#### Data to process
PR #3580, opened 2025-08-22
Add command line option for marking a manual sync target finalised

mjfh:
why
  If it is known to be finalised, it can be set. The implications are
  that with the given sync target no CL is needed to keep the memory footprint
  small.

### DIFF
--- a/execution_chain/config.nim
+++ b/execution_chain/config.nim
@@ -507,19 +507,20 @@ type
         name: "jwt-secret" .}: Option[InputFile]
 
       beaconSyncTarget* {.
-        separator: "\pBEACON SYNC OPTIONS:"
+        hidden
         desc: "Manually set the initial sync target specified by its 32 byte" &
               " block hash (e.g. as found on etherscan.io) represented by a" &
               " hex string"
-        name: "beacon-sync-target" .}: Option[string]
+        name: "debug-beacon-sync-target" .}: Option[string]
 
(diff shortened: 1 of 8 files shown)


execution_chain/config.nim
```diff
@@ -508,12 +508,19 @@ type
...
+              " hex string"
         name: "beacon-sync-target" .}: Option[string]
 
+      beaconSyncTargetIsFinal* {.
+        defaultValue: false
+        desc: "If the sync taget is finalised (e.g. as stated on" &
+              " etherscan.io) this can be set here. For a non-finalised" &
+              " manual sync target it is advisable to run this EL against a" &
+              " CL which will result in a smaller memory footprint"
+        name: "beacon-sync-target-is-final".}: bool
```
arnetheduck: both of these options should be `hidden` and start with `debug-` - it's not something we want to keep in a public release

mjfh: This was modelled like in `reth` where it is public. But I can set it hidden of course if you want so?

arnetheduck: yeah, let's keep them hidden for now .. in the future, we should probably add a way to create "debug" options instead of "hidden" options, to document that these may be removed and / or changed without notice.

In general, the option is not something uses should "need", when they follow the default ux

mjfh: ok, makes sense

==

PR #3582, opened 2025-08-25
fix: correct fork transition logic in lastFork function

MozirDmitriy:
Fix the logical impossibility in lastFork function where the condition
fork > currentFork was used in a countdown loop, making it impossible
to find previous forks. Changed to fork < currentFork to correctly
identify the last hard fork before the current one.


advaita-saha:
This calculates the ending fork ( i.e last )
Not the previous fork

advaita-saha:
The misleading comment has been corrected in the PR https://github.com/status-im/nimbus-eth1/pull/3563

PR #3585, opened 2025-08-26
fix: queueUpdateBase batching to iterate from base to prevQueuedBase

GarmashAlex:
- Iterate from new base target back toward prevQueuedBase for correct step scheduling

--

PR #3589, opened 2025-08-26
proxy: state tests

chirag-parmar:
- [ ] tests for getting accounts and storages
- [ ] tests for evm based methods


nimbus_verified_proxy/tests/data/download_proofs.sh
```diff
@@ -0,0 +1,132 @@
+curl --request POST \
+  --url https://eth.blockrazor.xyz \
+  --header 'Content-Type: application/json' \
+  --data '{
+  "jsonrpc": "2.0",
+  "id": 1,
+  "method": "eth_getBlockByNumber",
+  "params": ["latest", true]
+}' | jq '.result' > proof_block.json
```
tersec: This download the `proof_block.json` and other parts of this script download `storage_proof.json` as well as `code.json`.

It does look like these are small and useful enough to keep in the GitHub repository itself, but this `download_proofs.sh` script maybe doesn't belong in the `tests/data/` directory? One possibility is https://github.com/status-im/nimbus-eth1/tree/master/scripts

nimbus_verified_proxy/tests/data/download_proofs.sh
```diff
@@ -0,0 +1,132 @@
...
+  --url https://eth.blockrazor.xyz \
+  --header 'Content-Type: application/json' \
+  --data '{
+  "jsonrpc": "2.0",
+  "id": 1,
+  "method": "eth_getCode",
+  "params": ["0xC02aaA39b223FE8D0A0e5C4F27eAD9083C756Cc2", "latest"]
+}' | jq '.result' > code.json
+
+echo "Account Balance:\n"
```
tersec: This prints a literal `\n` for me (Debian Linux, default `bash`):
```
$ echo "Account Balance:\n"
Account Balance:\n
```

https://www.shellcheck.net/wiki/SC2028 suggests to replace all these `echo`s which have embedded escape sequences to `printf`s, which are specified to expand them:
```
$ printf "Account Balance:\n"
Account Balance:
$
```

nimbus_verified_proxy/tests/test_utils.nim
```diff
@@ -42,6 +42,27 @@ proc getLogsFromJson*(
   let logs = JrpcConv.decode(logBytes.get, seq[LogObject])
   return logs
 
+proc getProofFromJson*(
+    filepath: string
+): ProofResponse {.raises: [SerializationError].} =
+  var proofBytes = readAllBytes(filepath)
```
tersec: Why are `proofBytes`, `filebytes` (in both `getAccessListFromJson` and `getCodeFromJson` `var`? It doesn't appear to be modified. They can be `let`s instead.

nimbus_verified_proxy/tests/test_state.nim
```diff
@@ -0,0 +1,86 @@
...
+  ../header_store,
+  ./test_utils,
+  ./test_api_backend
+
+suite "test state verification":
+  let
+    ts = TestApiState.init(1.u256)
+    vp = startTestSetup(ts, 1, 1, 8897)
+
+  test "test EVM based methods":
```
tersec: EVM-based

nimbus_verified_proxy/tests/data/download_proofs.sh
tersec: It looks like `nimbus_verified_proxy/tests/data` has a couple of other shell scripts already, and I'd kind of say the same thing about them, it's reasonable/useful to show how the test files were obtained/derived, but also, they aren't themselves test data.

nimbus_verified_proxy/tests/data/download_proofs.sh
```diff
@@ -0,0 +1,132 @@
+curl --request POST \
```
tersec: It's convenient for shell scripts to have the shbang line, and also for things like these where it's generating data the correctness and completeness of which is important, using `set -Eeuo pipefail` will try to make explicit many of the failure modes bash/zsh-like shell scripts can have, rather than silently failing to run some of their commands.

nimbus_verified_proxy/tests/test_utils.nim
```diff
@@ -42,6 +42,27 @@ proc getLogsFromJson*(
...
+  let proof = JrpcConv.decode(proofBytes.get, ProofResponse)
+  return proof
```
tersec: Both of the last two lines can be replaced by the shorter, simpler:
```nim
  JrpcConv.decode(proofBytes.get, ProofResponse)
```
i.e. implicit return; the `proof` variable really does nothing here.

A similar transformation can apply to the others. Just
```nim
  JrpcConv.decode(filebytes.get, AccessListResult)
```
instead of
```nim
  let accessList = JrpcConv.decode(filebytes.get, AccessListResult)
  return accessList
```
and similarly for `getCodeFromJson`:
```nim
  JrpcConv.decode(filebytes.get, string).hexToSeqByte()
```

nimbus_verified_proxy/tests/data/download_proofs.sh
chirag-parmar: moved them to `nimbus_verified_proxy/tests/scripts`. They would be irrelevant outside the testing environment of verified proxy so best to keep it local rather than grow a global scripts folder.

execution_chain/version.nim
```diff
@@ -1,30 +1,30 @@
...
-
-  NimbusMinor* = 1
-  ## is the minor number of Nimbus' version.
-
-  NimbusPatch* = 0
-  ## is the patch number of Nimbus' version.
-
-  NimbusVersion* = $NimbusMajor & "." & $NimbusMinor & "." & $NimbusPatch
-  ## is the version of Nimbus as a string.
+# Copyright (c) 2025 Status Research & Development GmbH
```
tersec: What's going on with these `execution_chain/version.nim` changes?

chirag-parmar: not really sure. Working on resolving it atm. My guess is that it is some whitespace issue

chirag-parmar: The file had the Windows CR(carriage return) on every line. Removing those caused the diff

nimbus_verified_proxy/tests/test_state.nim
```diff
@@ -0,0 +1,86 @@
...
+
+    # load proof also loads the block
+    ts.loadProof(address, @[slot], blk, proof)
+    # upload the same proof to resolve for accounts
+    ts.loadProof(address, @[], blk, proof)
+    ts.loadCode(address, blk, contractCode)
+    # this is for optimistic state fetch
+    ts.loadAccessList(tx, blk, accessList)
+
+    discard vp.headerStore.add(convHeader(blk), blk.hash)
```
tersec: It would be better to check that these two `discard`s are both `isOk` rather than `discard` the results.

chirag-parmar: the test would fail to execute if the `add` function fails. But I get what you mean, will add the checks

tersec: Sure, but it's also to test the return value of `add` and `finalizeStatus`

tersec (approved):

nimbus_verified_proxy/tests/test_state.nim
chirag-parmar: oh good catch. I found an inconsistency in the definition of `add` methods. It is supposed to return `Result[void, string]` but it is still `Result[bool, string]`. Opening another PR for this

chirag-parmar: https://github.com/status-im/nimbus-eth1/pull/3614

#### Your objective
Could you filter the material above and copy each line that holds the word "instead"?

#### Task answer
arnetheduck: yeah, let's keep them hidden for now .. in the future, we should probably add a way to create "debug" options instead of "hidden" options, to document that these may be removed and / or changed without notice.
tersec: Why are `proofBytes`, `filebytes` (in both `getAccessListFromJson` and `getCodeFromJson` `var`? It doesn't appear to be modified. They can be `let`s instead.
instead of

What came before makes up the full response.